Exercise »
Copy each line of the records below, from the first through the one that contains "- [ ] Feature", exactly as written.

Dataset entries »
_ _ _ _ _ _ _

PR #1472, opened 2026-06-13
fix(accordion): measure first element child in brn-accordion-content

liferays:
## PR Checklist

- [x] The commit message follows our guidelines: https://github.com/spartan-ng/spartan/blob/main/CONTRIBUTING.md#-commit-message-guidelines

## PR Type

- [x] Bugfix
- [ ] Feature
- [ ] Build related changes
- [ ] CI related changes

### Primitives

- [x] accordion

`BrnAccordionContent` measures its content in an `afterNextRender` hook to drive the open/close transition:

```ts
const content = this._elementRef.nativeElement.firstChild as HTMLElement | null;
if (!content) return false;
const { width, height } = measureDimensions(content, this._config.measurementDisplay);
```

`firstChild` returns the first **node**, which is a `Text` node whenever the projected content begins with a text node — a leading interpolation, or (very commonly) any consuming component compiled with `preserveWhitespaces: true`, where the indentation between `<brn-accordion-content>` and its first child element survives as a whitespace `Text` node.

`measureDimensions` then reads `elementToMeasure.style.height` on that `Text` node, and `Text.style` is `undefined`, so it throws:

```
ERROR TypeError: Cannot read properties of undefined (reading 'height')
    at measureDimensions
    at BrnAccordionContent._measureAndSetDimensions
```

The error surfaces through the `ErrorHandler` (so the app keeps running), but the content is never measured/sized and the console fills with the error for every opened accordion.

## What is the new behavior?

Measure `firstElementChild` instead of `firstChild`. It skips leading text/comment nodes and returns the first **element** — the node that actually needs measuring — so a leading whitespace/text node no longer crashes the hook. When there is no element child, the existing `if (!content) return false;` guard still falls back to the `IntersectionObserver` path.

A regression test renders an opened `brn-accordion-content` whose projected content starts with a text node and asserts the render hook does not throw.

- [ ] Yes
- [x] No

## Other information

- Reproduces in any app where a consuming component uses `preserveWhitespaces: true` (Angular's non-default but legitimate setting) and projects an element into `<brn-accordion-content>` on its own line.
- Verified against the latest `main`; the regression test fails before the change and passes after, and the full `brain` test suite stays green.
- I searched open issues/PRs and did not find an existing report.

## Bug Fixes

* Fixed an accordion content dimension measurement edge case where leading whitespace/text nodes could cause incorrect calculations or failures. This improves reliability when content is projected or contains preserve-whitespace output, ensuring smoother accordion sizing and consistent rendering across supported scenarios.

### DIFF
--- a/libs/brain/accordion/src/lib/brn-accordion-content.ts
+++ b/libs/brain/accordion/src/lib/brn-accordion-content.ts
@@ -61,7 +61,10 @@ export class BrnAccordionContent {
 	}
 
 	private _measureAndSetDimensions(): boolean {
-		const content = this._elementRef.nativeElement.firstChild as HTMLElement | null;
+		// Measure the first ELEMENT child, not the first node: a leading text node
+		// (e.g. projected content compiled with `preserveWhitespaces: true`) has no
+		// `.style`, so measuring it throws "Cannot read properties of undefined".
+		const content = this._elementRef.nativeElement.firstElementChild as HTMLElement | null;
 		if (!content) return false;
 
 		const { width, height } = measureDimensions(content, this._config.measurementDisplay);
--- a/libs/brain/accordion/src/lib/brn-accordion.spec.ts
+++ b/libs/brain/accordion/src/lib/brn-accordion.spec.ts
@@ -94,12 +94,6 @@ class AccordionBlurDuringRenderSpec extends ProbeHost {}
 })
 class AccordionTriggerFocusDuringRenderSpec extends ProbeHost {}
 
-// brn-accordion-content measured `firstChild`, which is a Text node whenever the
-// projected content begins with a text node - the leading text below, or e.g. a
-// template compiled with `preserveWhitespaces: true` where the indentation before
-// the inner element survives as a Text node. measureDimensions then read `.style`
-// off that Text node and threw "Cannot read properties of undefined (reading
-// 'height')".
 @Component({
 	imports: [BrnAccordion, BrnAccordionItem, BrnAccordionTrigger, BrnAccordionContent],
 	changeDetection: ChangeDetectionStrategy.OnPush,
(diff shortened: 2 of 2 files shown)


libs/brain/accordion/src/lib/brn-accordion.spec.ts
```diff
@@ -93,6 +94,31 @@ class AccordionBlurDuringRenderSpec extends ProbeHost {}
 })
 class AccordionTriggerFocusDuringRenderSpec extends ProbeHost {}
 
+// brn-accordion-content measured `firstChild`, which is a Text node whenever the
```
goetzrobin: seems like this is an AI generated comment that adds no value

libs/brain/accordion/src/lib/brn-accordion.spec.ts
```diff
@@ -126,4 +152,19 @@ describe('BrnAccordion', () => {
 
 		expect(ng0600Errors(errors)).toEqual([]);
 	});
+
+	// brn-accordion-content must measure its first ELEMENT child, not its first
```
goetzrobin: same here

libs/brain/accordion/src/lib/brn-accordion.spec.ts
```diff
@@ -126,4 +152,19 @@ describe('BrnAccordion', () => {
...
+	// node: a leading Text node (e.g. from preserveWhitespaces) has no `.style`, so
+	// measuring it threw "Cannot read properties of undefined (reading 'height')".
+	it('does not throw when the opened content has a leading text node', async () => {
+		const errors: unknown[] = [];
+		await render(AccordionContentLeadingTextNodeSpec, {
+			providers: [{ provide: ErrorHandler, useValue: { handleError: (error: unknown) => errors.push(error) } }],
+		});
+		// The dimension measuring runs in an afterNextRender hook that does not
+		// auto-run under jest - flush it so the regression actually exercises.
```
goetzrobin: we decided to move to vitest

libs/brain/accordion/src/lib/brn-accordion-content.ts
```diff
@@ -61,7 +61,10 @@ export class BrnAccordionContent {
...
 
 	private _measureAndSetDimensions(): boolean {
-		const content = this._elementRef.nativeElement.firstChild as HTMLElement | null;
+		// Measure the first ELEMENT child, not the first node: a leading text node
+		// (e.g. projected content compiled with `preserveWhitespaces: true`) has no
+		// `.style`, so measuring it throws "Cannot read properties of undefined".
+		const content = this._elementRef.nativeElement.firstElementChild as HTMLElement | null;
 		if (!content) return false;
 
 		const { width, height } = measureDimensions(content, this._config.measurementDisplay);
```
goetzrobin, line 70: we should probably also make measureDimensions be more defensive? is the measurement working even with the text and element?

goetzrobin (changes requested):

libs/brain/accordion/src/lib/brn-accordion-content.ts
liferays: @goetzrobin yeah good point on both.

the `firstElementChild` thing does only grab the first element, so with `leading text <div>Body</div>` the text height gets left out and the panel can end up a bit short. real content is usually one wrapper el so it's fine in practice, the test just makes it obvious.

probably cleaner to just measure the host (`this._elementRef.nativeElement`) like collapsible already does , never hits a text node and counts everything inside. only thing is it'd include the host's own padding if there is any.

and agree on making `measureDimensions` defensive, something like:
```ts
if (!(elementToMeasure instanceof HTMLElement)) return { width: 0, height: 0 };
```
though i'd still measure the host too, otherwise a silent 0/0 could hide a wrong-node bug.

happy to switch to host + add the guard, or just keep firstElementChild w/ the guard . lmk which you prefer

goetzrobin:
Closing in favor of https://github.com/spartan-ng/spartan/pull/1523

_ _ _ _ _ _ _

Solution »
PR #1472, opened 2026-06-13
fix(accordion): measure first element child in brn-accordion-content

liferays:
## PR Checklist

- [x] The commit message follows our guidelines: https://github.com/spartan-ng/spartan/blob/main/CONTRIBUTING.md#-commit-message-guidelines

## PR Type

- [x] Bugfix
- [ ] Feature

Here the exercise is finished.